Logstash 5.1.2 -> old configuration cached?

asp · February 5, 2018, 2:34pm

Hi,

I have some weird issue with logstash 5.1.2 on RHEL 7.

I rolled out a new logstash filter for two logfiles. There first I made an mistake which I deployed. There I casted a string to integer by accident. The string should be kept.

Then I stopped Logstash again, corrected the filter and restarted logstash again. After that I deleted any docs for these types.

But now I find the field being empty. In logstash logs I get following exception:

[2018-02-05T15:28:44,110][WARN ][logstash.outputs.elasticsearch] Failed action. {:status=>400, :action=>["index", {:_id=>nil, :_index=>"tux-prod-2018.02.05", :_type=>"vichandler_statistics", :_routing=>nil}, 2018-02-05T14:28:30.000Z LOGIPRODTUX11 %{message}], :response=>{"index"=>{"_index"=>"tux-prod-2018.02.05", "_type"=>"vichandler_statistics", "_id"=>"AWFmXn2YC4m7XMTfoDJV", "status"=>400, "error"=>{"type"=>"mapper_parsing_exception", "reason"=>"failed to parse [serviceName]", "caused_by"=>{"type"=>"number_format_exception", "reason"=>"For input string: \"vic_handler\""}}}}}

In my config grok is just extracting the value, no parsing any longer for the field serviceName.

If I check the mapping with GET tux-prod-2018.02.05/vichandler_statistics/_mapping then I get following result fpr the serviceName:

 "serviceName": {
            "type": "text",
            "fields": {
              "keyword": {
                "type": "keyword",
                "ignore_above": 256
              }
            }

What can I do to fix it? An additional restart of logstash did not help.
In my elastic-dev-environment everything works fine, but not on production

paz · February 5, 2018, 3:10pm

This seems like an ElasticSearch issue, not a Logstash one.

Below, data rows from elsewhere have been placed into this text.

Issue #4096, opened 2025-03-05
BUG: test failure on tests/pyop2/test_vector_map.py


qbisi:
**Describe the bug**
test failure on tests/pyop2/test_vector_map.py
cause my c compiler cannot convert a pointer to a multidimesion array

**Steps to Reproduce**
python -m pytest -n auto tests/pyop2/test_vector_map.py -m "not parallel or parallel[1]"

**Expected behavior**
Compilation command:
mpicc -fPIC -Wall -std=gnu11 -I/nix/store/rsxs1ldvlb78dcya46gyrnmbwixkjz1j-petsc-3.22.3/include -I/home/qbisi/firedrake/pyop2 -march=native -O3 -ffast-math -o /tmp/pyop2-tempcache-uid1000/d3c57b/1d/tmpz6789ow3.so /tmp/pyop2-tempcache-uid1000/d3c57b/1d/tmpz6789ow3.c -shared -L/nix/store/rsxs1ldvlb78dcya46gyrnmbwixkjz1j-petsc-3.22.3/lib -Wl,-rpath,/nix/store/rsxs1ldvlb78dcya46gyrnmbwixkjz1j-petsc-3.22.3/lib -lpetsc -lm

**Error message**
warning: Skipping impure flag -march=native because NIX_ENFORCE_NO_NATIVE is set
/tmp/pyop2-tempcache-uid1000/d3c57b/1d/tmpz6789ow3.c: In function ‘wrap_k’:
/tmp/pyop2-tempcache-uid1000/d3c57b/1d/tmpz6789ow3.c:23:23: warning: unused variable ‘i7’ [-Wunused-variable]
   23 |         int32_t const i7 = 0;
      |                       ^~
/tmp/pyop2-tempcache-uid1000/d3c57b/1d/tmpz6789ow3.c:20:21: warning: unused variable ‘i6’ [-Wunused-variable]
   20 |       int32_t const i6 = 0;
      |                     ^~
/tmp/pyop2-tempcache-uid1000/d3c57b/1d/tmpz6789ow3.c:29:7: error: passing argument 1 of ‘k’ from incompatible pointer type [-Wincompatible-pointer-types]
   29 |     k(&(t0[0]));
      |       ^~~~~~~~
      |       |
      |       int32_t * {aka int *}
[...]

PR #4099, opened 2025-03-05
fix test pyop2 kernel compilation error with gcc14

qbisi:
# Description
Since gcc14, some -Wincompatible-pointer-types are treated as error,
especially when you define func (int a[2][3]) {...}
and pass func with a pointer int p[6].

This pr might not be the best solution, however, one should fix the op2 kernel code in tests/pyop2/test_vector_map.py. e.g.
```
    k = """
    static void k(int d[2], int vd[1][2]) {
    d[0] = vd[0][0];
    d[1] = vd[0][1];
    }"""
```
to 
```
    k = """
    static void k(int d[2], int vd[2]) {
    d[0] = vd[0];
    d[1] = vd[1];
    }"""
```
at the cost of less human readability.

related issue: https://github.com/firedrakeproject/firedrake/issues/4096

I am a nixpkgs commiter on the roadmap to build/test/package firedrake/petsc with the power of nix build system which claim a reproducible firedrake environment.

Glad to see the Modernization of the installation of firedrake and its component.

### DIFF
--- a/pyop2/global_kernel.py
+++ b/pyop2/global_kernel.py
@@ -389,6 +389,7 @@ class GlobalKernel:
         cppargs = [f"-I{d}/include" for d in get_petsc_dir()]
         cppargs.extend(f"-I{d}" for d in self.local_kernel.include_dirs)
         cppargs.append(f"-I{os.path.abspath(os.path.dirname(__file__))}")
+        cppargs.append("-Wno-incompatible-pointer-types")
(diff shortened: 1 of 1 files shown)


connorjward:
Thank you for this. However I think the solution is to simply go through the PyOP2 test suite (`tests/pyop2`) and fix the cases where this happens. I'm fairly sure that we don't do this anywhere else.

Namely, you cannot change a mapping of an already existing index, and it persists in the index even if you delete any relevant documents.
If you have dynamic mapping enabled, the field gets mapped to the appropriate type of the first value ElasticSearch sees for that field.

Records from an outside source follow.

PR #4119, opened 2025-03-17
Use the `skipslepc` pytest mark on more tests

JHopeCollins:
# Description

Tests using SLEPc should be marked with the `skipslepc` marker so that a) they are skipped for most users when they don't have SLEPc but b) they aren't skipped by CI.

This PR just adds this marker to tests that got missed previously and were sniffing SLEPc themselves.

### DIFF
--- a/tests/firedrake/conftest.py
+++ b/tests/firedrake/conftest.py
@@ -81,10 +81,22 @@ def _skip_test_dependency(dependency):
         raise ValueError("Unrecognised dependency to check: {dependency = }")
 
 
+dependency_skip_markers_and_reasons = (
+    ("mumps", "skipmumps", "MUMPS not installed with PETSc"),
+    ("hypre", "skiphypre", "hypre not installed with PETSc"),
+    ("slepc", "skipslepc", "SLEPc is not installed"),
+    ("pytorch", "skiptorch", "PyTorch is not installed"),
+    ("jax", "skipjax", "JAX is not installed"),
+    ("matplotlib", "skipplot", "Matplotlib is not installed"),
+    ("netgen", "skipnetgen", "Netgen and ngsPETSc are not installed"),
+    ("vtk", "skipvtk", "VTK is not installed")
+)
+
+
 # This allows us to check test dependencies within tests e.g. the demo tests
 @pytest.fixture
 def skip_dependency():
-    return _skip_test_dependency
+    return _skip_test_dependency, dependency_skip_markers_and_reasons
 
 
 def pytest_configure(config):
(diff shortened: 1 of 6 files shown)


connorjward (approved):

tests/firedrake/conftest.py
```diff
@@ -10,6 +10,83 @@
...
+def _skip_test_dependency(dependency):
+    """
+    Returns whether to skip tests with a certain dependency.
+
+    Usually, this will return True if the dependency is not available.
+    However, on CI we never want to skip tests because we should
+    test all functionality there, so if the environment variable
+    FIREDRAKE_CI=1 then this will always return False.
+    """
+    skip = True
```
connorjward, line 22: This reads quite strangely. Why not just have things like:
```py
if dependency == "slepc":
        try:
            from slepc4py import SLEPc  # noqa: F401
            del SLEPc
            return False
        except ImportError:
            return True
```
instead?

tests/firedrake/conftest.py
```diff
@@ -10,6 +10,83 @@
 from firedrake.petsc import PETSc, get_external_packages
 
 
+def _skip_test_dependency(dependency):
```
connorjward, line 13: Might it make more sense to rename this "`dependency_is_present(dep)`" or similar?

tests/firedrake/demos/test_demos_run.py
```diff
@@ -72,39 +70,32 @@ def test_no_missing_demos():
...
-def _maybe_skip_demo(demo):
+def _maybe_skip_demo(demo, skip_dependency):
     # Add pytest skips for missing imports or packages
-    if "mumps" in demo.requirements and "mumps" not in get_external_packages():
+
+    if "mumps" in demo.requirements and skip_dependency("mumps"):
         pytest.skip("MUMPS not installed with PETSc")
 
-    if "hypre" in demo.requirements and "hypre" not in get_external_packages():
+    if "hypre" in demo.requirements and skip_dependency("hypre"):
```
connorjward, line 79: Could we turn this all into a loop:
```py
for dep in demo.requirements:
    if skip_dependency(dep):
        pytest.skip(reason=f"{dep} is not available")
```

connorjward (changes requested):
Thanks for taking this on.

tests/firedrake/conftest.py
JHopeCollins: This is related to your comment below. Because there is a switch for if we are on CI, we specifically are not asking "is this dependency present", but we are asking "should we skip tests with this dependency or not".

The `skip = True` line does read a bit strangely, but (IMO) it makes the lines lower down read more clearly. Because you would usually be asking if a dependency exists, `except ImportError: return True` is a bit odd at first glance, whereas `except ImportError: return skip` reads more like pseudocode.

Would adding a comment to the `skip = True` line be satisfactory?

tests/firedrake/conftest.py
JHopeCollins: See above.

tests/firedrake/demos/test_demos_run.py
JHopeCollins: Probably should be. I think I didn't because the messages don't always line up with the dependency string, but that's not really a big problem.

tests/firedrake/conftest.py
connorjward: I see. You've convinced me. Happy to leave as is.

tests/firedrake/demos/test_demos_run.py
connorjward: I think having a loop is better because then we can't accidentally add a requirement to a demo and then forget to add a check for it.

JHopeCollins: Done

connorjward (dismissed):

connorjward (approved):

Issue #4097, opened 2025-03-05
DOCS: slepc installation is undocumented


dham:
The install docs don't tell users what to do if they need slepc.

The use of LinearEigenSolver also needs to be checked to ensure the error message is helpful if slepc is not available.

Issue #4098, opened 2025-03-05
DOCS: The netgen demo has outdated install instructions for netgen.


dham:
The demo still refers to firedrake-install.

PR #4121, opened 2025-03-17
Clarify install docs

connorjward:
# Description

* Removes some references to `firedrake-install`
* Makes `pip cache remove petsc4py` a main instruction so it isn't missed
* Moves complex bits about customisation to the bottom of the install instructions
* Included explicit information about installing SLEPc and other optional dependencies

Fixes https://github.com/firedrakeproject/firedrake/issues/4097 and https://github.com/firedrakeproject/firedrake/issues/4098

Note that the docs link check is expected to fail because it references a link that doesn't yet exist.

### TODOs

- [x] Point ARM users to https://github.com/scientificcomputing/vtk-aarch64 to get ARM wheels for VTK (`--extra-index-url`?)


docs/source/install.rst
```diff
@@ -294,40 +274,167 @@ should run::
...
+---------------------
+
+PETSc with 64-bit indices
+~~~~~~~~~~~~~~~~~~~~~~~~~
+
+To build PETSc with 64-bit indices you need to append ``--with-64-bit-indices``
+to the set of options when PETSc is configured. For example this could be::
+
+   $ python3 ../firedrake-configure --show-petsc-configure-options | xargs -L1 ./configure --with-64-bit-indices
+
```
JHopeCollins, line 311:
```suggestion
Some of the packages that PETSc uses must be configured specially for 64-bit indices. If PETSc downloads a package (i.e. `--download-package` is in the PETSc configure options) then it will ensure that the package is configure correctly.
However, if a package has been installed externally (i.e. `--with-package` or `--with-package-{lib,include}=...` are in the PETSc configure options), then it is your responsibility to either a) ensure that it is configured correctly for 64-bit integers, or b) replace the PETSc configure option with `--download-package` so that PETSc handles the configuration.

```

docs/source/install.rst
```diff
@@ -294,40 +274,167 @@ should run::
    whatever packages you just installed.
```
JHopeCollins, line 275:
```suggestion

.. note::
   The command given to clone the PETSc repository in the :ref:`Installing PETSc<install_petsc>` section include the `--depth 1` argument, which forces git to only clone the most recent commit. This massively reduces the amount of data that must be downloaded, but also means that the entire git history is missing. If you are developing PETSc then you may want to use a larger depth in this step, or remove this argument entirely.
```

docs/source/install.rst
```diff
@@ -294,40 +274,167 @@ should run::
...
+
+* Append additional options when ``configure`` is invoked. For example::
+
+   $ python3 ../firedrake-configure --show-petsc-configure-options | xargs -L1 ./configure --download-exotic-package
+
+* Write the output of ``firedrake-configure`` to a file than can be modified. For example::
+
+   $ python3 ../firedrake-configure --show-petsc-configure-options > my_configure_options.txt
+   <edit my_configure_options.txt>
+   $ ./configure $(cat my_configure_options.txt)
```
JHopeCollins, line 378:
```suggestion

For better reproducibility of PETSc builds, PETSc allows you to write a python script to record the configuration options and call configure. Example scripts can be found in the `config/examples/` directory of the PETSc repository.
```

JHopeCollins (changes requested):
All good improvements. I just have a few suggestions for the PETSc installation details

rckirby (commented):
While clarifying install docs, perhaps we should add `git+https` to the suggested cloning commands for developer-mode install.  Currently, it is http-only and one can't go over ssh/is prompted to supply GitHub credentials if one has followed the commands too slavishly.

rckirby (dismissed):
We need to make sure downstream packages installed in developer mode get installed via `git`

docs/source/install.rst
connorjward: I don't know if this is an essential detail. It's just another way to achieve the same thing as
```
$ ./configure $(cat myoptions.txt)
```
And I don't want to overload the user with information

docs/source/install.rst
```diff
@@ -268,15 +221,42 @@ Firedrake with its optional test dependencies by specifying the ``[test]``
...
+
+   $ cd /path/to/petsc
+   $ git pull
+   $ make
+
+Note that this will only recompile PETSc's source code, not that of the external
+packages, and so should be relatively quick. If your PETSc is sufficiently
+out-of-date you may also need to rebuild the external packages by running::
+
+   $ make reconfigure
```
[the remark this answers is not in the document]
connorjward: I don't know if that's the right thing to do. If users are following the rest of the instructions then they will only have a single ARCH per PETSc installation. If they are going "off piste" enough to have additional ARCHs then maybe we don't need to mention this?

docs/source/install.rst
connorjward: I'll mention something like this. I want to figure out the right git magic to undo `--depth 1`.

docs/source/install.rst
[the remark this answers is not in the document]
JHopeCollins: Fair enough, I guess if someone has built multiple archs they must have had to modify the DIR and ARCH anyway so should know enough.

docs/source/install.rst
JHopeCollins: How about just reducing it to something smaller like:
"You can see examples of different PETSc configurations in the `petsc/config/examples` directory. Be aware that these will not necessarily have all requirements for Firedrake"
I do think it's good to direct to the config python scripts if people are modifying the configuration themselves.

docs/source/install.rst
```diff
@@ -294,40 +274,167 @@ should run::
...
+~~~
+
+To install Firedrake with VTK, it should be installed using the ``vtk`` optional
+dependency. For example::
+
+   $ pip install --no-binary h5py "firedrake @ git+https://github.com/firedrakeproject/firedrake.git#[test,vtk]"
 
-   $ make reconfigure
+
+PyTorch
```
connorjward, line 341: Missing jax

docs/source/install.rst
connorjward: I've added something.

docs/source/install.rst
connorjward: Actually I will add this in https://github.com/firedrakeproject/firedrake/pull/4193 because using a custom PETSc is quite complicated.

docs/source/install.rst
connorjward: I've included something very similar to this

rckirby (approved):
But please delete the petsc/slepc version changes

connorjward:
Forcing this through as it was previously approved and is holding up other PRs.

Your dev environment probably works because it just so happened that the first value it received was a string and it created the correct mapping.

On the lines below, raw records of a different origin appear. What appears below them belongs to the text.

PR #4126, opened 2025-03-19
Tape subfunctions that were created before annotating begins

JHopeCollins:
`Function.subfunctions` use `pyadjoint.FloatingType` to create `Blocks` on the fly when they are accessed that record the connection between the full and sub spaces.
However, because subfunctions is a cached property, they may be created _before_ annotations are enabled, but used _after_ annotations are enabled. In this case, we still need the subfunctions to know how to create the relevant Blocks, even though usually we don't do any adjoint-y things unless annotations are currently switched on. 

The test checks that this is done correctly by creating a `Function` and forcing `subfunctions` to be instantiated before annotations are switched on. If the `FloatingType` isn't created correctly then using _both_ the full `Function` and the `subfunction` when recording the tape will create a disconnected tape.
We check this isn't happening by evaluating `ReducedFunctional.derivative` and making sure that the  functional is dependent on the control.

First commit only adds the test and is expected to fail.
Second commit adds the fix and is expected to pass.

### DIFF
--- a/tests/firedrake/adjoint/test_split_and_subfunctions.py
+++ b/tests/firedrake/adjoint/test_split_and_subfunctions.py
@@ -172,17 +172,16 @@ def test_subfunctions_always_create_blocks():
     We check this isn't happening by evaluating ReducedFunctional.derivative and making
     sure that the functional is dependent on the control.
     """
-    pause_annotation()
-    mesh = UnitIntervalMesh(1)
-    R = FunctionSpace(mesh, "R", 0)
+    with stop_annotating():
+        mesh = UnitIntervalMesh(1)
+        R = FunctionSpace(mesh, "R", 0)
 
-    u = Function(R).assign(4)
-    kappa = Function(R).assign(2.0)
-    control = Control(kappa)
+        u = Function(R).assign(4)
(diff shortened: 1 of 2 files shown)


tests/firedrake/adjoint/test_split_and_subfunctions.py
```diff
@@ -152,3 +152,43 @@ def test_merge_blocks():
...
+    mesh = UnitIntervalMesh(1)
+    R = FunctionSpace(mesh, "R", 0)
+
+    u = Function(R).assign(4)
+    kappa = Function(R).assign(2.0)
+    control = Control(kappa)
+
+    # force the subfunctions to be created
+    _ = kappa.subfunctions
+    continue_annotation()
```
dham, line 185:
```suggestion
    with stop_annotating():
        mesh = UnitIntervalMesh(1)
        R = FunctionSpace(mesh, "R", 0)

        u = Function(R).assign(4)
        kappa = Function(R).assign(2.0)
        control = Control(kappa)

        # force the subfunctions to be created
        _ = kappa.subfunctions
```

dham (changes requested):

dham (approved):

PR #4128, opened 2025-03-19
Raise an error if `bounds` are passed to a variational solver while annotations are active.

JHopeCollins:
We don't know how to handle bounds constraints with the adjoint, so we should raise an error if someone attempts this.

Because this pops the `bounds` from `kwargs`, this also prevents a bug where if `bounds=None` was passed to `solve`, it was erroneously passed through to the constructor of the adjoint solvers.

### DIFF
--- a/firedrake/adjoint_utils/variational_solver.py
+++ b/firedrake/adjoint_utils/variational_solver.py
@@ -65,6 +65,11 @@ class NonlinearVariationalSolverMixin:
             from firedrake import LinearVariationalSolver
             annotate = annotate_tape(kwargs)
             if annotate:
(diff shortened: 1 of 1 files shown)


colinjcotter (approved):
I agree that it is a good idea to raise an exception in this case until we work out the right thing to do. There will definitely be a right approach in the control theory literature.

rckirby (approved):
I'm fine with punting on this for now.  I don't understand the right thing, and the paper on bounds-constrained RK hasn't even been finished yet...

colinjcotter:
eg section 7.10 of Bryson and Ho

In order to correct that, you need to delete the index and recreate it (and supplying a mapping/template yourself is also a good idea to avoid future issues).
If you want to preserve already existing data, you can try and reindex them to another temporary index (either via the reindex plugin or a Logstash pipeline).

asp · February 5, 2018, 3:18pm

We are on daily index rotation. So from tomorrow on it should work as expected, right?

Is there a possibility to delete the mapping of a particular type from an existing index?
If I recreate the index, how can I copy / keep any data from the all other types within the index??

paz · February 5, 2018, 3:25pm

Yes, as long as you provide a template that specifies that specific field as the appropriate type, or the first value ES receives happens to be the right value type. I'd suggest having a look at templates.

As for the mappings, no, you can't delete a certain type from it or otherwise alter it in any way. The only way to alter a mapping is to delete and recreate the index.
If you want to retain your current data, you can:

Reindex the current index to another temporary one (create the temp index and apply the appropriate mapping first),
Delete the old index,
Recreate the index with the correct mapping,
Reindex the data from the temporary index back to the proper one.

asp · February 5, 2018, 3:27pm

thanks a lot.

system · March 5, 2018, 3:27pm

This topic was automatically closed 28 days after the last reply. New replies are no longer allowed.